> **Task details**:
Consider each line of the material below and note whether it holds "IsValidStaticHelper". State how many do, and nothing else.

> **Records provided**:
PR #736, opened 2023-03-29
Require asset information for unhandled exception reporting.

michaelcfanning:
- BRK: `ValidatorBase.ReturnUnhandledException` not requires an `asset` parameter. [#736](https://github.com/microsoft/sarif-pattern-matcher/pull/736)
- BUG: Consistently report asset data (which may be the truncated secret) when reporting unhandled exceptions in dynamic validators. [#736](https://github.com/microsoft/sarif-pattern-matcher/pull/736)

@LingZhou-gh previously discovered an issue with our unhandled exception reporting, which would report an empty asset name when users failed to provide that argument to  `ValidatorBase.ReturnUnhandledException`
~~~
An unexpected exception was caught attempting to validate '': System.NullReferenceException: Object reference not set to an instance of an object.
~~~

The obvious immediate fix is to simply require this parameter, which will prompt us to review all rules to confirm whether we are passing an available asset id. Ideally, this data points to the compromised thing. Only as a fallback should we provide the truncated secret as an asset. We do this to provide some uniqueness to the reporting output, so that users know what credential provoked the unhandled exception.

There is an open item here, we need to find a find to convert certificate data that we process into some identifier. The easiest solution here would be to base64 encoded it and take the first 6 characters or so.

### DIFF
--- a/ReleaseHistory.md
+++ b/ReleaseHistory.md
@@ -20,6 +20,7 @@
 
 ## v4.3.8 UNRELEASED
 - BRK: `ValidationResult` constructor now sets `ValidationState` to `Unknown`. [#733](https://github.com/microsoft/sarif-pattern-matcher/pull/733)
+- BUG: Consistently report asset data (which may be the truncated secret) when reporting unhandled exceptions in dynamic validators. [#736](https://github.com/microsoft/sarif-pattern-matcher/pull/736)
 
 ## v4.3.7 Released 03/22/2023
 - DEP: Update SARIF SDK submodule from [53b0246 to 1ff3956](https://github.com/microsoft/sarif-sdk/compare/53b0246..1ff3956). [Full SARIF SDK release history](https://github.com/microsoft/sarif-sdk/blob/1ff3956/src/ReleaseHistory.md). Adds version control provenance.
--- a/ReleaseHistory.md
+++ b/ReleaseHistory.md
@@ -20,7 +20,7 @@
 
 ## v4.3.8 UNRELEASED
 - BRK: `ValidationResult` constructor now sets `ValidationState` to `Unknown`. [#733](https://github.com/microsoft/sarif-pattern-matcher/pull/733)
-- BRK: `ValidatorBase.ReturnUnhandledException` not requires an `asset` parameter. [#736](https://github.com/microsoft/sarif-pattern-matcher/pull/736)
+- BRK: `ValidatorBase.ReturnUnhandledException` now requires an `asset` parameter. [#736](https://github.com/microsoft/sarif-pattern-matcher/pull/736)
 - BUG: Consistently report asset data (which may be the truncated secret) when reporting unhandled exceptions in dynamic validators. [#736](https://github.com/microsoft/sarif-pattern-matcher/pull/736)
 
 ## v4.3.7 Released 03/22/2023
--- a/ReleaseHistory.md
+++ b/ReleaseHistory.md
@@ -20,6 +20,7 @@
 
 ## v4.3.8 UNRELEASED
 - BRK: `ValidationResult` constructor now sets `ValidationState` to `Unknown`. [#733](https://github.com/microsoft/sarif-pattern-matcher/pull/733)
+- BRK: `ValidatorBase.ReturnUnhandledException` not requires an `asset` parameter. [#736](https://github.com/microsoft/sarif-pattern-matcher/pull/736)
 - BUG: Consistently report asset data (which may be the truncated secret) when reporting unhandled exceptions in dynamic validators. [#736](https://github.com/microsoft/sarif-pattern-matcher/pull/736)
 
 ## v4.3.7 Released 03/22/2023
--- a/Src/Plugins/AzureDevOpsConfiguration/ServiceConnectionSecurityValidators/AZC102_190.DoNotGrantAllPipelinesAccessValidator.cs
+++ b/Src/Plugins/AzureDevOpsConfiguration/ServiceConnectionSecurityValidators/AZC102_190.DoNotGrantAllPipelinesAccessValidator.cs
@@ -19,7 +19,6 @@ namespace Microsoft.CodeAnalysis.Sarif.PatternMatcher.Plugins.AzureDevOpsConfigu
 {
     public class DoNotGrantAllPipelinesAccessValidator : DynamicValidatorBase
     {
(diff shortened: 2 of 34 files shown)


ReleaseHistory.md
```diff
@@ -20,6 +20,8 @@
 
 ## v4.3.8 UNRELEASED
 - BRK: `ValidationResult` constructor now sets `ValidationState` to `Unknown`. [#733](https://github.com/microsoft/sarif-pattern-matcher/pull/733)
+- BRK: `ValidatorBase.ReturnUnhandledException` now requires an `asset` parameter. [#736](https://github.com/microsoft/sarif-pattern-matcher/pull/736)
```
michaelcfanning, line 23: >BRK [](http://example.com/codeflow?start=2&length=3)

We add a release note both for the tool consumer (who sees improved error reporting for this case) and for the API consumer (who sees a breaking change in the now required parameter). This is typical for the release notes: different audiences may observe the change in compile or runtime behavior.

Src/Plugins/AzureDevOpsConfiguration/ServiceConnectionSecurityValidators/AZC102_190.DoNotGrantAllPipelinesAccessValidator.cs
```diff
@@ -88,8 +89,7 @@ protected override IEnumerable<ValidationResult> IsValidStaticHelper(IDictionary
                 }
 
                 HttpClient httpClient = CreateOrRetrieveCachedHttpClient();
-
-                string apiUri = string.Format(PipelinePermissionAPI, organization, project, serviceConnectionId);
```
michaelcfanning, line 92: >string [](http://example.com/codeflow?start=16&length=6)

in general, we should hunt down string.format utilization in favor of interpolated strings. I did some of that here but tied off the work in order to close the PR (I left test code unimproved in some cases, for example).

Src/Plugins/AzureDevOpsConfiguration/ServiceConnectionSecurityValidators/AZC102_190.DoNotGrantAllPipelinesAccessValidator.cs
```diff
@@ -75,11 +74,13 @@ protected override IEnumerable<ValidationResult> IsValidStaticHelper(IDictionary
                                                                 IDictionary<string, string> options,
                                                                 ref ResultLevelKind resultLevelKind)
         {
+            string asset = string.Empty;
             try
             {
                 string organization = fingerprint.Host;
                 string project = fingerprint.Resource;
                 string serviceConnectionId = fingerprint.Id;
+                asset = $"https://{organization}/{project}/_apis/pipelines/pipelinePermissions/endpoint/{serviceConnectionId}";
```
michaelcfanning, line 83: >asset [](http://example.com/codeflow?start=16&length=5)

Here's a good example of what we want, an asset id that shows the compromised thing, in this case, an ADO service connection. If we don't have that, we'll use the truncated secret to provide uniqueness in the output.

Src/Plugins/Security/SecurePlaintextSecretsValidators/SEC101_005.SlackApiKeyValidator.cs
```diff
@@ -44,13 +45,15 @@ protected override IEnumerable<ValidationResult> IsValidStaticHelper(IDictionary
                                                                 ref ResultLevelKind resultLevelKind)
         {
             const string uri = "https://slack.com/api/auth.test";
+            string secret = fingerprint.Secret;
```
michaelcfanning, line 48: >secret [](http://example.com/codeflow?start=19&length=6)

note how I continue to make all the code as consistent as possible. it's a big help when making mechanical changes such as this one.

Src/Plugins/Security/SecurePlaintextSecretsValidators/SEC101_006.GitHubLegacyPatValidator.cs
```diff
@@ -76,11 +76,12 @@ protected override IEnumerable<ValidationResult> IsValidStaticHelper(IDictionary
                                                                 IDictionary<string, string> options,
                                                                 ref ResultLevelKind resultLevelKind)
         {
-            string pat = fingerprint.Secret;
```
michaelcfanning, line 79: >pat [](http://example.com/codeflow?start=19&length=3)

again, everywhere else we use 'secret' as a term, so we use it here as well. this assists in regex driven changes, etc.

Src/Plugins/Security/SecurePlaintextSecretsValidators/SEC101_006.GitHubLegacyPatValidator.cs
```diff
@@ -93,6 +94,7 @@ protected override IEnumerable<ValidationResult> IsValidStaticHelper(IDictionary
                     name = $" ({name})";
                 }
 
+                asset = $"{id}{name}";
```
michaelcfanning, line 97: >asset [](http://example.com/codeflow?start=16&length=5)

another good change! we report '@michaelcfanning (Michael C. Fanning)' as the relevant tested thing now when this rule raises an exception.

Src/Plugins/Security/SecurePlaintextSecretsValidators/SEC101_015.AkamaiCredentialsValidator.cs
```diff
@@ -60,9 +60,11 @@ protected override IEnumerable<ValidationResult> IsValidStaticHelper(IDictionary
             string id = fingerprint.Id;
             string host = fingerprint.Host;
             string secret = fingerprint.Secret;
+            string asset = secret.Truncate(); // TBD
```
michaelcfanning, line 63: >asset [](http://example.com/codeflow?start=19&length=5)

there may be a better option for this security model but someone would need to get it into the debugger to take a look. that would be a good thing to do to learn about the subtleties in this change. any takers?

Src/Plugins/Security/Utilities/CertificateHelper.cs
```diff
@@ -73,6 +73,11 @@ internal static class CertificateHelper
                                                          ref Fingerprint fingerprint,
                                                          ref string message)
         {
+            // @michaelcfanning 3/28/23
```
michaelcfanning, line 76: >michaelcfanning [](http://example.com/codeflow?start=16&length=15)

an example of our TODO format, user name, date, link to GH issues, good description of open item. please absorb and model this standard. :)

> **Written solution**:
6